INSTRUCTIONS TO FOLLOW:
In the entries that follow, the lines from the one with "PR #291, opened 2016-03-29" through the one with "-66,7 +66,10 @@ License" are the ones to write out, exactly and with both ends included. Nothing else should appear.

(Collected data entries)

════════

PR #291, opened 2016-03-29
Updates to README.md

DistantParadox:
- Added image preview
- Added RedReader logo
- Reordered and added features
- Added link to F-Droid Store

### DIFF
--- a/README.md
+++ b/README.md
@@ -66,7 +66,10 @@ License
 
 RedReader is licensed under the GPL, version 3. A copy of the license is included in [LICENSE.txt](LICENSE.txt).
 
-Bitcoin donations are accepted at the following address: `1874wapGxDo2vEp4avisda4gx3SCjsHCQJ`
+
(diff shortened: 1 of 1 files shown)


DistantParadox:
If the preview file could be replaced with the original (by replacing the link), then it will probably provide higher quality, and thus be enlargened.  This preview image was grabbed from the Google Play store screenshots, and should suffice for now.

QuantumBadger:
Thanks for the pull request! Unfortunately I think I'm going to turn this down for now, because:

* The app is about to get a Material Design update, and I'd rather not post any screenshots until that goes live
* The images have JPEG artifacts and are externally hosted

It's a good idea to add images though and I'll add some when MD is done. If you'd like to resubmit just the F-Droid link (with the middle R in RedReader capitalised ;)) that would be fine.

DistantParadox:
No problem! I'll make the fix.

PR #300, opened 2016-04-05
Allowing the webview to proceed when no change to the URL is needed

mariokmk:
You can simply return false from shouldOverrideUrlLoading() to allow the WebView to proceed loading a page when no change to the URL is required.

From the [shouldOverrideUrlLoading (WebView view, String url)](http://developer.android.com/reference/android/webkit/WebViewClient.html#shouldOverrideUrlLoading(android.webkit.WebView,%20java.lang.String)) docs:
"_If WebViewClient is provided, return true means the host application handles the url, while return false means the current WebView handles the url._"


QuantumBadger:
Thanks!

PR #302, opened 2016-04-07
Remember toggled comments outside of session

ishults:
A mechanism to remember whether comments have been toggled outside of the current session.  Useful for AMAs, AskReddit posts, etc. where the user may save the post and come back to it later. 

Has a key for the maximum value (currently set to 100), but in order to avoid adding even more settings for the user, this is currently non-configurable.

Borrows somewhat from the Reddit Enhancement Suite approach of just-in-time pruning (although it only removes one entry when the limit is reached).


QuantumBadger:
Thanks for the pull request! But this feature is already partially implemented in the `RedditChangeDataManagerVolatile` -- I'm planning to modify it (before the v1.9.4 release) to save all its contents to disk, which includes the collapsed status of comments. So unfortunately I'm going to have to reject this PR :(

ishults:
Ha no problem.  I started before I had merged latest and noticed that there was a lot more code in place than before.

════════

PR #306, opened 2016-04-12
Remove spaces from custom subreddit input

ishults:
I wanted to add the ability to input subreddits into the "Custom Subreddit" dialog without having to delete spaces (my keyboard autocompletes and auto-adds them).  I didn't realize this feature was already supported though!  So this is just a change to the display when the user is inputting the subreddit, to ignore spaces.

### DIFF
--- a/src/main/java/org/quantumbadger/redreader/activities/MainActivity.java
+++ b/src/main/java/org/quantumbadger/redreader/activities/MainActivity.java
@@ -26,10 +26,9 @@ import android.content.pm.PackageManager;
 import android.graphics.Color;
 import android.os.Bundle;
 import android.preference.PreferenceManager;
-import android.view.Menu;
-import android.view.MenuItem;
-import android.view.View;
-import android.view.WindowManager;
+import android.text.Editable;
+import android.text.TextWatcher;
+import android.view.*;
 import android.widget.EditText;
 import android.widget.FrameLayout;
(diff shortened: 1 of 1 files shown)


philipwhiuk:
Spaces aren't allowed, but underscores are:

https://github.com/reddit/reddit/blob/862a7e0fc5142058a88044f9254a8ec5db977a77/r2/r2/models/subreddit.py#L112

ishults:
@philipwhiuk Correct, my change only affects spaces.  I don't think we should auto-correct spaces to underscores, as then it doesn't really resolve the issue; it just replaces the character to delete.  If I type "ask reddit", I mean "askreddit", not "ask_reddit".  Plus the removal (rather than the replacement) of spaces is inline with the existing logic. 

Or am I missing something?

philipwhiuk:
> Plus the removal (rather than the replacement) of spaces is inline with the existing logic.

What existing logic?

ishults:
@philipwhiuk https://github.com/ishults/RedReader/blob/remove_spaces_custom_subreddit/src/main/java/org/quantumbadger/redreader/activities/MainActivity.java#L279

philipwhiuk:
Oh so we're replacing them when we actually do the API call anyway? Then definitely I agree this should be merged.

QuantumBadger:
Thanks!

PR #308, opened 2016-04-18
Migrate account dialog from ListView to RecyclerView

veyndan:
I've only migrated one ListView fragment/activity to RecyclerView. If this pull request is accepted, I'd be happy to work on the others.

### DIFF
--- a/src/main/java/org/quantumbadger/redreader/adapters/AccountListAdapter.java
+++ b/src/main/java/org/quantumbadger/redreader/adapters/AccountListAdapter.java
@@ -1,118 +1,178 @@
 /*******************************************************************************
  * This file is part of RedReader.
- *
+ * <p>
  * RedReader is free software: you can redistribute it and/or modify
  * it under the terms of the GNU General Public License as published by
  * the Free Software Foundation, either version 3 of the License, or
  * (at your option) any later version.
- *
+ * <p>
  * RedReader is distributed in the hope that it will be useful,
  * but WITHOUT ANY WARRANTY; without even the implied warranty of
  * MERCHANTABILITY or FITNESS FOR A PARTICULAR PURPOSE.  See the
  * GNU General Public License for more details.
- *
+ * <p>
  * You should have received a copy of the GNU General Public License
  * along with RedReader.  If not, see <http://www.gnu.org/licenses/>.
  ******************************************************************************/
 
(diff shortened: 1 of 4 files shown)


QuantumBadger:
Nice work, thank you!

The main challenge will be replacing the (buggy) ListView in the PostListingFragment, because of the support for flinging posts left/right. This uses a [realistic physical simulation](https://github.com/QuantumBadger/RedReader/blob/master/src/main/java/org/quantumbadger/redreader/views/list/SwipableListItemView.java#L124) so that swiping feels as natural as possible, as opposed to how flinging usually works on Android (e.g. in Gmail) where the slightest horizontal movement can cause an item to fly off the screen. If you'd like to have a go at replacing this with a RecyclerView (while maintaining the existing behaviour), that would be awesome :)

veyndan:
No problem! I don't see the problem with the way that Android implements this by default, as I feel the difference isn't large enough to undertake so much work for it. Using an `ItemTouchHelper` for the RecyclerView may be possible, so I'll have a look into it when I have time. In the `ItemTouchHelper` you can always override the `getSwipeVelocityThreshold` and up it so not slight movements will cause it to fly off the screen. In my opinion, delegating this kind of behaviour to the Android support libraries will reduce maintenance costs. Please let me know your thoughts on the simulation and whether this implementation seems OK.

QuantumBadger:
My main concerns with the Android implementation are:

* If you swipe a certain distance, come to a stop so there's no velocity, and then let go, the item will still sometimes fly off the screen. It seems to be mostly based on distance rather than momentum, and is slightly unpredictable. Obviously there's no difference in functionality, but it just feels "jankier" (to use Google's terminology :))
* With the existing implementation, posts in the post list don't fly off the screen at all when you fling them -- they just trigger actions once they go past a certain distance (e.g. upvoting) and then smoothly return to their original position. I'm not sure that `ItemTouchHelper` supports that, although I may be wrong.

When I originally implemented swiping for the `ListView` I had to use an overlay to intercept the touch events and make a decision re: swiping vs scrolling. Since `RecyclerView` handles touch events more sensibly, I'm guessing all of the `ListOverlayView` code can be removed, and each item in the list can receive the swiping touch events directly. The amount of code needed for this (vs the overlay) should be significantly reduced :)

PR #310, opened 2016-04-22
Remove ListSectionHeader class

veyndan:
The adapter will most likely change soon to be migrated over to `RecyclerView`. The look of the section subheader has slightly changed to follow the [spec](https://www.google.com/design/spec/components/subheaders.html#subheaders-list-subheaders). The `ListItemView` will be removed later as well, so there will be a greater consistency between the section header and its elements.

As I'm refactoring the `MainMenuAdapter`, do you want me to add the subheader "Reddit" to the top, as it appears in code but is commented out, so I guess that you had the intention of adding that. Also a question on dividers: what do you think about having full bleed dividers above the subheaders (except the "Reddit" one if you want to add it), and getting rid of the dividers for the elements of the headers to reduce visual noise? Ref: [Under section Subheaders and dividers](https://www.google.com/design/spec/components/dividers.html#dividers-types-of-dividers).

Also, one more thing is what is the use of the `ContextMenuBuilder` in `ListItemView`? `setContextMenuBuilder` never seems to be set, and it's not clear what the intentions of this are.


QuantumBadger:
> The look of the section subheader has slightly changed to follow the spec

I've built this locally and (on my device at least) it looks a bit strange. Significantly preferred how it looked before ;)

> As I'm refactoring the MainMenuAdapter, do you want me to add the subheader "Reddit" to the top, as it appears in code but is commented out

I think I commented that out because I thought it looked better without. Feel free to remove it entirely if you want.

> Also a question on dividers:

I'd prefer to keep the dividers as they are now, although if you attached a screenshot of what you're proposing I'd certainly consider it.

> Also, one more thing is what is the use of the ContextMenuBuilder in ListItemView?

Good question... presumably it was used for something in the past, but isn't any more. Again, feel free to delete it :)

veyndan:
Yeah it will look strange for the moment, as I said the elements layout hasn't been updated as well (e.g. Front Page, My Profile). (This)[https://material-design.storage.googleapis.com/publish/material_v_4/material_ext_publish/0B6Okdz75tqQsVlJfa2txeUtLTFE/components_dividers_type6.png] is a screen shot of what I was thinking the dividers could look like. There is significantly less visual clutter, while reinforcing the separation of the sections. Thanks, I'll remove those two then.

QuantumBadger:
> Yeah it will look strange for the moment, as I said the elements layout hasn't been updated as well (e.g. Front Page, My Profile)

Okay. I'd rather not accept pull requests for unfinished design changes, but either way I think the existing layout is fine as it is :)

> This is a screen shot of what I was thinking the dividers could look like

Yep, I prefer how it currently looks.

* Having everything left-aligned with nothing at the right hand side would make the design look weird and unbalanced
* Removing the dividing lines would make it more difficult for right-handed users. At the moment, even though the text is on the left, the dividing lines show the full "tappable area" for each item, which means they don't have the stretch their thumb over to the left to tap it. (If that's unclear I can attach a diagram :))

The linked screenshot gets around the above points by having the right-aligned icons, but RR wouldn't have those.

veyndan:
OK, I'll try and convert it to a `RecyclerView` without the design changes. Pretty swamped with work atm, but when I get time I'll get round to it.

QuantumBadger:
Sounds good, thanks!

════════

COMPLETED TASK:
PR #291, opened 2016-03-29
Updates to README.md

DistantParadox:
- Added image preview
- Added RedReader logo
- Reordered and added features
- Added link to F-Droid Store

### DIFF
--- a/README.md
+++ b/README.md
@@ -66,7 +66,10 @@ License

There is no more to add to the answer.